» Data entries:
* * * * * * * * *

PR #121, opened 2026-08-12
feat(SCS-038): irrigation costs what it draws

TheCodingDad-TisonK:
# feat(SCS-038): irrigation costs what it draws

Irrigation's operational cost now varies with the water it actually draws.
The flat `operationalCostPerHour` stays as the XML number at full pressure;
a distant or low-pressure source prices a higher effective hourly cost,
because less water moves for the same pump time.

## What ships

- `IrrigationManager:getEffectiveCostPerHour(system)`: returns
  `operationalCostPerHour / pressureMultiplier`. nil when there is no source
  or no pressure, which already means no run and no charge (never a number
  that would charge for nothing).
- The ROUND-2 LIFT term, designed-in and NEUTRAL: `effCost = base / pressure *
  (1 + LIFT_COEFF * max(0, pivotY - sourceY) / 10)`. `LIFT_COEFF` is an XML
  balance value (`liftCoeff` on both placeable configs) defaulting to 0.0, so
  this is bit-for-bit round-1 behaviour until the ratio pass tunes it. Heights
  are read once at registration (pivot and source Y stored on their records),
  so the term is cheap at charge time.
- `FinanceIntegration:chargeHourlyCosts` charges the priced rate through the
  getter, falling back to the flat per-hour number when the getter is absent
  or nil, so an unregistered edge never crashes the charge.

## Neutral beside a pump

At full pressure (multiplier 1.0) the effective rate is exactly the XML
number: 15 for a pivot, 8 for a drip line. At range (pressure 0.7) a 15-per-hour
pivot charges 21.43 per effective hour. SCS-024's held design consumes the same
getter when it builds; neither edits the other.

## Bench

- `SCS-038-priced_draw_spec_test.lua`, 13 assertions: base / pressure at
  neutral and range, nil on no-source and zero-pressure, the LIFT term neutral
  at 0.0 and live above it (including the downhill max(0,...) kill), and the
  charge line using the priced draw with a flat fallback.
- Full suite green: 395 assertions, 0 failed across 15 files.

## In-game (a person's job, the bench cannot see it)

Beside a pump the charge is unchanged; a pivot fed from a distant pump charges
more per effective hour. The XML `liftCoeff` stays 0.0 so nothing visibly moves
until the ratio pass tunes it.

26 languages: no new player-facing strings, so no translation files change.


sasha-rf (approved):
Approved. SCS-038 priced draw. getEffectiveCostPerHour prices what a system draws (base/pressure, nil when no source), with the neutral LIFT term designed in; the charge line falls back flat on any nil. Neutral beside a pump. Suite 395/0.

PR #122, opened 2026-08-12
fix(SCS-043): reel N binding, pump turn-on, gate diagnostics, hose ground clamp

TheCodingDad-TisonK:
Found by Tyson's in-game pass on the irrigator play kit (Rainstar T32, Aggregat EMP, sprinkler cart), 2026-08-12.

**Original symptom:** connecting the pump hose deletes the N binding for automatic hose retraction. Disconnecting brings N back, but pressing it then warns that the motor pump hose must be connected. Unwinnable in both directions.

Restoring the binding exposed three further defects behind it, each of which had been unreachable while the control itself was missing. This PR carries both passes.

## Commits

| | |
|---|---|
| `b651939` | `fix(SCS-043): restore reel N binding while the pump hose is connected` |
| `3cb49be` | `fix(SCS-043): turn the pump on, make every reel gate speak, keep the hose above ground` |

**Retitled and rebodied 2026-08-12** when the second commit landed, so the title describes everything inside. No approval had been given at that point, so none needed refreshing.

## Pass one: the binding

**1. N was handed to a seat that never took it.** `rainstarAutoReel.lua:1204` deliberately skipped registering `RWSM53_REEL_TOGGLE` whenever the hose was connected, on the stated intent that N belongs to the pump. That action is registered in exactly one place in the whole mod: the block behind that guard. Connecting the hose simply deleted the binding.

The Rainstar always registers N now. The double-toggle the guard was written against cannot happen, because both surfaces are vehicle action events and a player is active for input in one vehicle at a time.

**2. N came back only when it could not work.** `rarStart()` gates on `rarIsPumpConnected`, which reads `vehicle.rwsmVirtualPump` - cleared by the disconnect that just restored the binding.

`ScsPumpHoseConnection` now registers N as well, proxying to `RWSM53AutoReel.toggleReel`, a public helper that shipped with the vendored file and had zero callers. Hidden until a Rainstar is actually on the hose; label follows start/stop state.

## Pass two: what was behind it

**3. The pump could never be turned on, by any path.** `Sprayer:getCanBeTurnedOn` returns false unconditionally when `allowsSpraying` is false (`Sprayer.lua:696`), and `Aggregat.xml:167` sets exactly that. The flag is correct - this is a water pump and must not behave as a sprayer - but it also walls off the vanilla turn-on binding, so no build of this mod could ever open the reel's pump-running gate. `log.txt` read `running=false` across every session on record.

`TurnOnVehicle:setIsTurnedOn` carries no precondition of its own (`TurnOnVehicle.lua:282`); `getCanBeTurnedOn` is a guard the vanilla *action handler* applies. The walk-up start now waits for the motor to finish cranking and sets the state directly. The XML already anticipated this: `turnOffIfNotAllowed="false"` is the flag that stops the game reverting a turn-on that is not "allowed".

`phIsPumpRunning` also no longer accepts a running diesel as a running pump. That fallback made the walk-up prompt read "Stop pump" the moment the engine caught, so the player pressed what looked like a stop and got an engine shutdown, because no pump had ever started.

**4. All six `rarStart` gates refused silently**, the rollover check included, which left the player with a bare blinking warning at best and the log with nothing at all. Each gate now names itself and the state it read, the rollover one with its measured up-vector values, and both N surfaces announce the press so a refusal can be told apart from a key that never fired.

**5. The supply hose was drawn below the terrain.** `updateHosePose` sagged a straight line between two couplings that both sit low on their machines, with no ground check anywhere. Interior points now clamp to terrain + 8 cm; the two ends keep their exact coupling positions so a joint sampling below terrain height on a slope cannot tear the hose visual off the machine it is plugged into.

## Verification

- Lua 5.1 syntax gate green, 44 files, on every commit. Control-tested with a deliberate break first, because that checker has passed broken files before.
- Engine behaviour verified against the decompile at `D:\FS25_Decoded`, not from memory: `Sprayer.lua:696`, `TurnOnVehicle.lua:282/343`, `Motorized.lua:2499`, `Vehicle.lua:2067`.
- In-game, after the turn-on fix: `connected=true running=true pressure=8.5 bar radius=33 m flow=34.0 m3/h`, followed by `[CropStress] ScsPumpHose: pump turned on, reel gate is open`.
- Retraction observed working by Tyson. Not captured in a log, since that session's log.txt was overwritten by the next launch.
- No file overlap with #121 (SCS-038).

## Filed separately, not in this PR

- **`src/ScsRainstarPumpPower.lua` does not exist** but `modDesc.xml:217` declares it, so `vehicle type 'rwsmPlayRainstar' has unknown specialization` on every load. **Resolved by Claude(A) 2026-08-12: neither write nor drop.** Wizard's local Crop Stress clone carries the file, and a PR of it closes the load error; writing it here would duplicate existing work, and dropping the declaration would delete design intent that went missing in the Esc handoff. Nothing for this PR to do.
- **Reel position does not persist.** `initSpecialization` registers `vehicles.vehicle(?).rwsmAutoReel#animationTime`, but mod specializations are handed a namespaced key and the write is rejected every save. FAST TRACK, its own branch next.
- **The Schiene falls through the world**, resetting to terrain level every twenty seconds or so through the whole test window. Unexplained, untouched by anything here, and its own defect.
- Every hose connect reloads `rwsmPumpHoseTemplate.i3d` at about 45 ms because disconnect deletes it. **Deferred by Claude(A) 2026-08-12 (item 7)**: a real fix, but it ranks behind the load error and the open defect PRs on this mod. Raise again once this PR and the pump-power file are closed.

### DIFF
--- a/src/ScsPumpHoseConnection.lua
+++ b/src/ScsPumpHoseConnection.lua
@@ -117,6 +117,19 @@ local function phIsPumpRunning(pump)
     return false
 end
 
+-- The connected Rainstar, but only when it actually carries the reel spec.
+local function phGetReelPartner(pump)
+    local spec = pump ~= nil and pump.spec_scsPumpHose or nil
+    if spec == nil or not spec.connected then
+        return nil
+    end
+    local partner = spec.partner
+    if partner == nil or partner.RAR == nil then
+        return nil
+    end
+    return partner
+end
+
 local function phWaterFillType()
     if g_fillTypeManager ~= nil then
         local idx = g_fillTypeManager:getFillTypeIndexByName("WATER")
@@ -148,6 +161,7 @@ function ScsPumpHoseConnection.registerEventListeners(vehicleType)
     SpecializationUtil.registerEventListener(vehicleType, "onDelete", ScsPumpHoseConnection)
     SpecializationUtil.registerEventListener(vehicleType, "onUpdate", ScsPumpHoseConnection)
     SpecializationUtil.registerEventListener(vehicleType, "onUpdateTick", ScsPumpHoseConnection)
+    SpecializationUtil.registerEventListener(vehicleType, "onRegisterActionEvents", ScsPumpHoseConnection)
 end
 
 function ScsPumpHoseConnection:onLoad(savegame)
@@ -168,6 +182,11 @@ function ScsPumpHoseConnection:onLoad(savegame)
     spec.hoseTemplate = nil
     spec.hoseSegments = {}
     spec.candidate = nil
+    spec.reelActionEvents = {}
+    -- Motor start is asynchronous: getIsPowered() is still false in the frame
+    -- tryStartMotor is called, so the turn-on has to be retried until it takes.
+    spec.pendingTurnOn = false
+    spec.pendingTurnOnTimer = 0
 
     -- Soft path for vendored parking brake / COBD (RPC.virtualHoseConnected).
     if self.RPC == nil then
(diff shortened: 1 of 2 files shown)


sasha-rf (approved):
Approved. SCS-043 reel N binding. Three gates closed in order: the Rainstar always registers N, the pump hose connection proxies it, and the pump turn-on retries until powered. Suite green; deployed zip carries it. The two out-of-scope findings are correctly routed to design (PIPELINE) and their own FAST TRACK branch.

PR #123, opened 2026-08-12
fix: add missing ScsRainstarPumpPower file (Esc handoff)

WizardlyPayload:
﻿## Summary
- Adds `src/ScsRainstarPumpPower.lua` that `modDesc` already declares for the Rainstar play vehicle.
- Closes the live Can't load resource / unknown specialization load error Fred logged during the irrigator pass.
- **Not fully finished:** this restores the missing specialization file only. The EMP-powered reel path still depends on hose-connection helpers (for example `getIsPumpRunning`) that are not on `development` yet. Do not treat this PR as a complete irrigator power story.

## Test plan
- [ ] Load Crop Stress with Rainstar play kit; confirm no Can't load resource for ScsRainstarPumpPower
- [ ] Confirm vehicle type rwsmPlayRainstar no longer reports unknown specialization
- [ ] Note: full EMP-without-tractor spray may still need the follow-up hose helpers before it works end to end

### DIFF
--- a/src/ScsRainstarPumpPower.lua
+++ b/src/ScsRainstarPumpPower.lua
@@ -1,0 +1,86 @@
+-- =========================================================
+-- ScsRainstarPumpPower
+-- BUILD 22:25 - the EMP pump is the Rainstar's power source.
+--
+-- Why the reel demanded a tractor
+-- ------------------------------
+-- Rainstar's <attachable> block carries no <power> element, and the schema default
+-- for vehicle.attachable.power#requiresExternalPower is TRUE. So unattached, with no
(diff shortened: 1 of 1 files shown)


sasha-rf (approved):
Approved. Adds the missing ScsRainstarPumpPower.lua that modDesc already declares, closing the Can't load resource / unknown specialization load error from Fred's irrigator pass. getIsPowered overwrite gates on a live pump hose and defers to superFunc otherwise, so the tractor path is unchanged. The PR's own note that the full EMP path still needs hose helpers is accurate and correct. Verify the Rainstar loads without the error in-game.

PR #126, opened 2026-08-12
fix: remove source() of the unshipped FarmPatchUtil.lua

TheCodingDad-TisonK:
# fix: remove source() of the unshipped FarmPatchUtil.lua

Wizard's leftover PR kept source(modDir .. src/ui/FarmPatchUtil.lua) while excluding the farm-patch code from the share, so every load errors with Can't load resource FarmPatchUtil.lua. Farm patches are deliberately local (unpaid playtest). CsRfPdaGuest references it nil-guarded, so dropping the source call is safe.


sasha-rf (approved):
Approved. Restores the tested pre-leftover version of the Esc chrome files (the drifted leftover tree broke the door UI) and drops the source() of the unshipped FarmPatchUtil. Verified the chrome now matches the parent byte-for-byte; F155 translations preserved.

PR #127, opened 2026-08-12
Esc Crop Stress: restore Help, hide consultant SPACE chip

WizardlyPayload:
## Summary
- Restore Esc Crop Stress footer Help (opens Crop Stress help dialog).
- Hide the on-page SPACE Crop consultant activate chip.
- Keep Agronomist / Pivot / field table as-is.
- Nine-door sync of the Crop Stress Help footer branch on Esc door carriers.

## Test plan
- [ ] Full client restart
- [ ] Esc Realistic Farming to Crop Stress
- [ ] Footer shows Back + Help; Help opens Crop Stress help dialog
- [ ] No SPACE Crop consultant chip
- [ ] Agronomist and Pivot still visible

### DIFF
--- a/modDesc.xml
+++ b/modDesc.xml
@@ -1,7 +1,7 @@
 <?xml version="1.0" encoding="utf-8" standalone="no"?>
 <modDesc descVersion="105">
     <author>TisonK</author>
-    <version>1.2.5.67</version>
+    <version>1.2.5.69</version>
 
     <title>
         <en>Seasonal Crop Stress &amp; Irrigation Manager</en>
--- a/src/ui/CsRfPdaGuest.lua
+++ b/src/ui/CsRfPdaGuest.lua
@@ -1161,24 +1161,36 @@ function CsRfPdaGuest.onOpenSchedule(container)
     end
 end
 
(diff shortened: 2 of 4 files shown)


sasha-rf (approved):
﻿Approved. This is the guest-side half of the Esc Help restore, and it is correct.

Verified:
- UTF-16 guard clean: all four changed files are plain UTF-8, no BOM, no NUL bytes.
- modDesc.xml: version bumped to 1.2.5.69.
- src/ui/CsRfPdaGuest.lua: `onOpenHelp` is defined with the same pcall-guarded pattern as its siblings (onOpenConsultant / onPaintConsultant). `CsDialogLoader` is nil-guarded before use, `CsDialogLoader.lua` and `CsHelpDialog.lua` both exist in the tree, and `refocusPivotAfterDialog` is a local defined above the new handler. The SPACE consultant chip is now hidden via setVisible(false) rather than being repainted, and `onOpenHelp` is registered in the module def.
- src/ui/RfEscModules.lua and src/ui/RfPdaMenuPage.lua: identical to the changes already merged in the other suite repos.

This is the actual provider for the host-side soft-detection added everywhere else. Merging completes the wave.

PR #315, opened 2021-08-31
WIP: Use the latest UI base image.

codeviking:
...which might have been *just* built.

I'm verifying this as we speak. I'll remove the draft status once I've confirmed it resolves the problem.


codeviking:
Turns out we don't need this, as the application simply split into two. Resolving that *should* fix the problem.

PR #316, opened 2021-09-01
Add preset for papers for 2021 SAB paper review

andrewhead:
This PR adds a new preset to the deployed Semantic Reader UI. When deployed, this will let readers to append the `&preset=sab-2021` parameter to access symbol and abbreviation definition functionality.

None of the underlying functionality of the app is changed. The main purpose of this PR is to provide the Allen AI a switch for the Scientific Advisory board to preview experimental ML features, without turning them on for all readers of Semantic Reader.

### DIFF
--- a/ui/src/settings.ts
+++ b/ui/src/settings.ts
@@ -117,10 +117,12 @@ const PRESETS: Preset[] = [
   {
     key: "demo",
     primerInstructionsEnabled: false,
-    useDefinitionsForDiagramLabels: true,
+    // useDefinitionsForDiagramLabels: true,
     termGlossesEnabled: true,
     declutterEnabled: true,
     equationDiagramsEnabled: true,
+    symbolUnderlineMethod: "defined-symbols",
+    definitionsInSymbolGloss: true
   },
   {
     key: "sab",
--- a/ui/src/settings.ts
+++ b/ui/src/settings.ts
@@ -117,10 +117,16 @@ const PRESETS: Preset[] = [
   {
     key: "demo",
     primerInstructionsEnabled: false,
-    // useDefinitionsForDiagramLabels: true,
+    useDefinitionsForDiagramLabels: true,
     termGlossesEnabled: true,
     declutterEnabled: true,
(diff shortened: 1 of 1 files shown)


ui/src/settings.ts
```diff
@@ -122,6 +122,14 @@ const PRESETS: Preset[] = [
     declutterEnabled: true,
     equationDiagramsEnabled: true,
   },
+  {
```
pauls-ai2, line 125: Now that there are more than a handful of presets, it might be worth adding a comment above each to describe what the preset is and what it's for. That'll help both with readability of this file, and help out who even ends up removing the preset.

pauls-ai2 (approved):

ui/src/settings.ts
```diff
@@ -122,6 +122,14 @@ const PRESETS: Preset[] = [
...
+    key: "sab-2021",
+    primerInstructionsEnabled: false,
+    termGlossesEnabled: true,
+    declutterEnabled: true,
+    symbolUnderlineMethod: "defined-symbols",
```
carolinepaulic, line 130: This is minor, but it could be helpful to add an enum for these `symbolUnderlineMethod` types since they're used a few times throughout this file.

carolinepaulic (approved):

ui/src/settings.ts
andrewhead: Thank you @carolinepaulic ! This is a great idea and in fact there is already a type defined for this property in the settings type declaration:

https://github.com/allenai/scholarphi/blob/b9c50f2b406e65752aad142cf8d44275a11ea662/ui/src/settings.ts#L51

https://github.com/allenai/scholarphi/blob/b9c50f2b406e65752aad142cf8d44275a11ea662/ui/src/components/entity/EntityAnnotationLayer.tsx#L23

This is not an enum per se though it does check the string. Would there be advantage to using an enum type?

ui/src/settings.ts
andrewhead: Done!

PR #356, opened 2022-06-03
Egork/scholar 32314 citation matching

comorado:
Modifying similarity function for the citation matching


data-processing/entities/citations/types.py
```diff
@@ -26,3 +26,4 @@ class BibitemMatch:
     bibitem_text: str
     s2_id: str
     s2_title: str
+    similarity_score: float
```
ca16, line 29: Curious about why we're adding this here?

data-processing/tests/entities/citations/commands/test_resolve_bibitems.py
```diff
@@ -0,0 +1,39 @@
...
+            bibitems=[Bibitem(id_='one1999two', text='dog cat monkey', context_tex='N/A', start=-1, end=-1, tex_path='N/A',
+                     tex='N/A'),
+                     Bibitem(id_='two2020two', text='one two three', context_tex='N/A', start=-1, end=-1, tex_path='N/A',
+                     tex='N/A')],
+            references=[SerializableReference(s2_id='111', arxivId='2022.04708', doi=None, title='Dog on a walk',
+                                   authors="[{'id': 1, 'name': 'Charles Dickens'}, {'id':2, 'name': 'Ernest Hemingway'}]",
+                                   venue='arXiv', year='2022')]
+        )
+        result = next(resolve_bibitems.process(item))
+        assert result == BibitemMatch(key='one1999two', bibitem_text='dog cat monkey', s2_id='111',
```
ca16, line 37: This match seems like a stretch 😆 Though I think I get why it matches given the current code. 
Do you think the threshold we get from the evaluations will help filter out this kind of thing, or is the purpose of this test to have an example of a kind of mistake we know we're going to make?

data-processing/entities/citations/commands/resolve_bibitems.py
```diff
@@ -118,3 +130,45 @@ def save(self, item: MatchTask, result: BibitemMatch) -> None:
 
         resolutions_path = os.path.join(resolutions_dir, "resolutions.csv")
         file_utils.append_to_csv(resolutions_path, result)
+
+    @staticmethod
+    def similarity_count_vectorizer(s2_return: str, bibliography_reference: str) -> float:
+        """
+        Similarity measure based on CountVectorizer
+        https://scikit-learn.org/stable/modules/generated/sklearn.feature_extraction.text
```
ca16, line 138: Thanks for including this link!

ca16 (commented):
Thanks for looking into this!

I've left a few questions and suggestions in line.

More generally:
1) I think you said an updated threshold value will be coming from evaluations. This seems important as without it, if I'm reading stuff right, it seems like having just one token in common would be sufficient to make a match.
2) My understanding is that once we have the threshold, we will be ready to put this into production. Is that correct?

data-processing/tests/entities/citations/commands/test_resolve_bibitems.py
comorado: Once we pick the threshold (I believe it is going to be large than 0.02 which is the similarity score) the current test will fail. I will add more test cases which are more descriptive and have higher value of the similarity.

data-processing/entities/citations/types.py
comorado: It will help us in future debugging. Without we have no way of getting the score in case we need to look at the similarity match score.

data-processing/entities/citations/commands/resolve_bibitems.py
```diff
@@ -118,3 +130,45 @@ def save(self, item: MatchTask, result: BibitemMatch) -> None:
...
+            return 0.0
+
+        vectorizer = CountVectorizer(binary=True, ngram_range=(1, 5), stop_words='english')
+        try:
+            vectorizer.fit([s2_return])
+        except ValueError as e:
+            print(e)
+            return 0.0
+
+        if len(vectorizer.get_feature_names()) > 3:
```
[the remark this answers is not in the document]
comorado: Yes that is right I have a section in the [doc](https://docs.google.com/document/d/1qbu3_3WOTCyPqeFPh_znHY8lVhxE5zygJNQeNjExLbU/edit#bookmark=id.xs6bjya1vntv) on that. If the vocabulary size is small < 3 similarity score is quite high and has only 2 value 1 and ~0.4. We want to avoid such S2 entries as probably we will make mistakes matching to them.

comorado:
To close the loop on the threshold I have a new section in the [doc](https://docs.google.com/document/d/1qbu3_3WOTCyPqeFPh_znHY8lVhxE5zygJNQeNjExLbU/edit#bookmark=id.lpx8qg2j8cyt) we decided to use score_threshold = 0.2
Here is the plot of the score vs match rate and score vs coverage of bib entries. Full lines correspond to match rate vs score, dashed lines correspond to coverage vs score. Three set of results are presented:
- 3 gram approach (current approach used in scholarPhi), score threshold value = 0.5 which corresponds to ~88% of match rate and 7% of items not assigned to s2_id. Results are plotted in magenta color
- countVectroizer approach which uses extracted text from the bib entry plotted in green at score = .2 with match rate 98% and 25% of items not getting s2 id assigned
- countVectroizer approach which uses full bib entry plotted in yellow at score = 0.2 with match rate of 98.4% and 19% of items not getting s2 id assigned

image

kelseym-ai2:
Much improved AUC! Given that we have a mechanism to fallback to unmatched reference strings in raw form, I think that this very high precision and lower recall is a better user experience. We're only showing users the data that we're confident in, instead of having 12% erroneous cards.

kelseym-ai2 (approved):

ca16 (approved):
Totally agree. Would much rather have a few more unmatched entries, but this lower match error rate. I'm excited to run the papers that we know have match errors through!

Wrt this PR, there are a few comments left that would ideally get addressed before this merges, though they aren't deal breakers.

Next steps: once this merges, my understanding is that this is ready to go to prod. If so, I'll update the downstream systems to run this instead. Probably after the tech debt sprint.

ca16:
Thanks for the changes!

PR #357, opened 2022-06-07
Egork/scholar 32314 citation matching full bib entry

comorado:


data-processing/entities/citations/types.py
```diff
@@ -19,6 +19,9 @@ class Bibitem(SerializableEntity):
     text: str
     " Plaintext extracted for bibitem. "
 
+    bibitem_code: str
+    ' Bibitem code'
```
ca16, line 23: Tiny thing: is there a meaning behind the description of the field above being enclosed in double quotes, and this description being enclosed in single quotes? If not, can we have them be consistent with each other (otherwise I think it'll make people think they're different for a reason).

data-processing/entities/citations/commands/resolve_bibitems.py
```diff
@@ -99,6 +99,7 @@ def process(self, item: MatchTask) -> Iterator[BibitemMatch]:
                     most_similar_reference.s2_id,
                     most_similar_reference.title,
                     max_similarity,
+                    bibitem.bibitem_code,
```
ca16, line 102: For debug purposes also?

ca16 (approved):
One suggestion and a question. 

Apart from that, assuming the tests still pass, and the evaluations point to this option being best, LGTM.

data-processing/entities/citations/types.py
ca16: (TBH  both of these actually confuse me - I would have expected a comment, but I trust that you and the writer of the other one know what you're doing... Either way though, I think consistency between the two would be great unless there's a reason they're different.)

* * * * * * * * *

» Prompt:
Word for word, output the lines of the data from its first line through the line where "- Full suite" appears, and stop there.

» Response area:
PR #121, opened 2026-08-12
feat(SCS-038): irrigation costs what it draws

TheCodingDad-TisonK:
# feat(SCS-038): irrigation costs what it draws

Irrigation's operational cost now varies with the water it actually draws.
The flat `operationalCostPerHour` stays as the XML number at full pressure;
a distant or low-pressure source prices a higher effective hourly cost,
because less water moves for the same pump time.

## What ships

- `IrrigationManager:getEffectiveCostPerHour(system)`: returns
  `operationalCostPerHour / pressureMultiplier`. nil when there is no source
  or no pressure, which already means no run and no charge (never a number
  that would charge for nothing).
- The ROUND-2 LIFT term, designed-in and NEUTRAL: `effCost = base / pressure *
  (1 + LIFT_COEFF * max(0, pivotY - sourceY) / 10)`. `LIFT_COEFF` is an XML
  balance value (`liftCoeff` on both placeable configs) defaulting to 0.0, so
  this is bit-for-bit round-1 behaviour until the ratio pass tunes it. Heights
  are read once at registration (pivot and source Y stored on their records),
  so the term is cheap at charge time.
- `FinanceIntegration:chargeHourlyCosts` charges the priced rate through the
  getter, falling back to the flat per-hour number when the getter is absent
  or nil, so an unregistered edge never crashes the charge.

## Neutral beside a pump

At full pressure (multiplier 1.0) the effective rate is exactly the XML
number: 15 for a pivot, 8 for a drip line. At range (pressure 0.7) a 15-per-hour
pivot charges 21.43 per effective hour. SCS-024's held design consumes the same
getter when it builds; neither edits the other.

## Bench

- `SCS-038-priced_draw_spec_test.lua`, 13 assertions: base / pressure at
  neutral and range, nil on no-source and zero-pressure, the LIFT term neutral
  at 0.0 and live above it (including the downhill max(0,...) kill), and the
  charge line using the priced draw with a flat fallback.
- Full suite green: 395 assertions, 0 failed across 15 files.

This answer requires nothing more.